*EXERCISE DIRECTIONS:*
Go through the entries below, count every line with the string "what", and answer with only that number.

*EXERCISE MATERIAL:*
PR #926, opened 2016-10-04
feat(middleware) optional, independent execution of request and response middleware

mattgiles:
This PR implements one way falcon might introduce the option to execute request and response middleware independently.

The current stack of **response** middleware is request-specific, as it is dependent on whether or not **request** middleware raises. This can be obstructive if request middleware raises, e.g. an `HTTPError`, before needed response middleware has been added to the ephemeral response middleware stack.

Solution proposed here preserves current behavior, enabling new behavior with a flag. New behavior is: all request middleware executed in order (current behavior), all resource middleware executed in order if request is successfully routed (current behavior), all response middleware is executed in reverse order (new behavior). In other words: the stacks for all three kinds of middleware (request, resource, and response) are immutable, prepared during api creation, and the same for every request.


mattgiles:
rebased on 1.1.0

PR #937, opened 2016-10-31
fix(router): Allow single character route fields

cag:


tests/test_default_router.py
```diff
@@ -159,6 +159,10 @@ def test_invalid_field_name(self, template):
             ValueError,
             self.router.add_route, template, {}, ResourceWithId(-1))
 
+    def test_single_character_field_name(self):
+        self.router.add_route(
+            '/search?q={q}', {}, ResourceWithId(22))
```
jmvrbanac: Perhaps I'm just overlooking something, but I think we need a assertion here to verify this works as expected.

cag: This changeset is simply to prevent this sort of add_route call with a single character parameter from raising an exception.

There is a longer form of this sort of test, but this is what I reached for first. If it is desired, it can be changed: http://stackoverflow.com/a/20275035/1796894

jmvrbanac: Ahh! Sorry, what I meant was that I think we need to add an assertion that verifies that the route actually works with the single character, not just that it doesn't raise an exception. So something like:
```
self.router.add_route('/item/{q}', {}, ResourceWithId(22))
__, __, params, __ = self.router.find('/item/1234')
self.assertEqual(params, {'q': '1234'})
```
This should make sure the routing actually works with your change.

jmvrbanac: A quick question that just popped in my head. Was it intentional that you're using the field on a query param? Shouldn't the route just be `/search` and then access the query params via `req.params.get('q')`? The change is still relevant, but I just thought I would mention it in case you were looking for a way to get query parameters instead of route parameters.

cag:
Ah, thanks, I see. I'll make the appropriate changes soon. Yes, that is
probably closer to my intention, but I am actually not directly familiar
with falcon, so I plead ignorance here :P

jmvrbanac:
No worries! We all start somewhere. Regardless of the the original reason for the change, the change is still good. Anyhow, we appreciate your contribution!

kgriffs:
Fixes #959

PR #944, opened 2016-11-11
Remove unnecessary content-length

w1z2g3:
The 204 response MUST NOT include a message-body, thus should be no content-length.


w1z2g3:
Turned out I was wrong. See: https://github.com/falconry/falcon/issues/796

Close it. Sorry for the noise.

PR #952, opened 2016-11-22
fix(API): Always set the Vary header when serializing errors

kgriffs:


jmvrbanac:
@kgriffs I was going to merge this, but you originally added the ``needs-revision`` label. Were you looking to add something or was it just related to CI?

kgriffs:
@jmvrbanac I think it was related to CI. Should be good to merge. Thanks!

PR #954, opened 2016-12-02
perf: Json dump speedup

masellfoodpanda:
Import ujson if available. Stop using pretty printing in dumps for a 14x speedup in dumping json

With pretty printing:
```bash
$ python -m timeit -s 'import perf' 'perf.dumps()'
json
10000 loops, best of 3: 22.9 usec per loop
```

without pretty printing (~2x performance)

```bash
$ python -m timeit -s 'import perf' 'perf.dumps()'
json
100000 loops, best of 3: 12.2 usec per loop
```

With ujson Without pretty printing (~14.5x performance)
```bash
$ python -m timeit -s 'import perf' 'perf.dumps()'
ujson
1000000 loops, best of 3: 1.57 usec per loop
```

Loads has the same impact.

json:
```bash
n$ python -m timeit -s 'import perf' 'perf.loads()'
json
100000 loops, best of 3: 4.45 usec per loop
```

ujson (~6.66x performance):
```bash
$ python -m timeit -s 'import perf' 'perf.loads()'
ujson
1000000 loops, best of 3: 0.668 usec per loop
```

perf.py:

```python
#!/usr/bin/env python
# -*- coding: utf8 -*-

try:
    import ujson as json
except ImportError:
    import json


data = {
    'a': False,
    'b': 0.001,
    'c': None
}

input = '{"a": false, "b": 0.001, "c": null}'

print(json.__name__)

def dumps():
#    json.dumps(data, indent=4, separators=(',', ': '), ensure_ascii=False)
    json.dumps(data, ensure_ascii=False)

def loads():
    json.loads(input)
```


falcon/http_error.py
```diff
@@ -170,8 +173,7 @@ def to_json(self):
         """
 
         obj = self.to_dict(OrderedDict)
-        return json.dumps(obj, indent=4, separators=(',', ': '),
-                          ensure_ascii=False)
+        return json.dumps(obj, ensure_ascii=False)
```
masellfoodpanda: @kgriffs Developers probably pretty print the json on their own. (Via browser plugin or json_pp in bash). There is no need for it in a api.

PR #957, opened 2016-12-12
fix: strip whitespaces when parsing cookie in tests

houqp:
Currently, ' foo=bar' is parsed as ' foo' being the cookie_name in the tests.


houqp:
The pep8 error does not seem to be related to my change, do you want me update those too?

jmvrbanac:
Don't worry about it, I tossed up a PR (#958) to fix those issues. It should merge shortly and make travis happy again. Thanks!

PR #965, opened 2016-12-25
feat: Make it easier to set content-type

### LINKED ISSUE #618: Make it easier to set content type
The response content type must be set to a raw string. Make it easier to set the content type to common media types (including charset, where appropriate). One simple thing we might do is just define some constants. How else might we make this easier and less error-prone?

rjrhaverkamp:
hi @kgriffs 

this is some basic code to fix #618 

Could you please review it and let me know what you think about it?

thanks and happy holidays! 🎉


ofek:
Great addition! I'd also recommend documenting it here [https://github.com/falconry/falcon/blob/master/falcon/response.py#L608](url)

rjrhaverkamp:
@ofek thanks for the feedback, I will. Not sure how to format it though. Should I also mention the options? So like falcon.HTML, falcon.XML etc?

ofek:
LGTM, just add test.

falcon/__init__.py
```diff
@@ -37,7 +37,13 @@
 )
 
 DEFAULT_MEDIA_TYPE = 'application/json; charset=UTF-8'
-
+HTML = 'text/html; charset=utf-8'
+JSON = DEFAULT_MEDIA_TYPE
+JS = 'text/javascript; charset=utf-8'
+XML = 'text/javascript; charset=utf-8'
```
kgriffs: The RFCs generally recommend not specifying a charset for XML unless the XML encoding declaration is known (i.e., `<?xml version="1.0" encoding="UTF-8"?>`) and matches the charset parameter. Therefore, in this case, it is probably best to leave off the `charset` parameter.

falcon/response.py
```diff
@@ -678,6 +684,18 @@ def add_link(self, target, rel, title=None, title_star=None,
 
         """)
 
+    def set_media_type(self, media_type):
```
kgriffs: It seems like this is a sort of alias for the `content_type` property. Instead of defining an additional setter method, what do you think about doing this instead:

```py
media_type = content_type
```

And then adding `media_type` under the "Attributes" section in the `Response`class docstring to note that it is simply an alias of `content_type`?

You can check how the docs looks per https://github.com/falconry/falcon/blob/master/CONTRIBUTING.md#documentation .

kgriffs:
Re how to organize these constants, here are some options for the sake of discussion:

```py
# import falcon
resp.content_type = falcon.TYPE_PNG
resp.content_type = falcon.PNG
resp.content_type = falcon.media_type.PNG
resp.content_type = falcon.MEDIA_TYPE.PNG

# from...import
resp.content_type = media_type.PNG
resp.content_type = MEDIA_TYPE.PNG
```

falcon/api.py
```diff
@@ -36,6 +36,7 @@ class API(object):
     Args:
         media_type (str, optional): Default media type to use as the value for
             the Content-Type header on responses (default 'application/json').
+            It is possible to use default types like falcon.HTML, falcom.XML etc.
```
isaacm: typo: `falcom.XML` should be `falcon.XML`

jmvrbanac:
The changes discussed are being worked on as a part of the PyCon Sprint and are going into #1058. The commit history is preserved on that one, so we're going to close this one for now.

*FINISHED TASK:*
4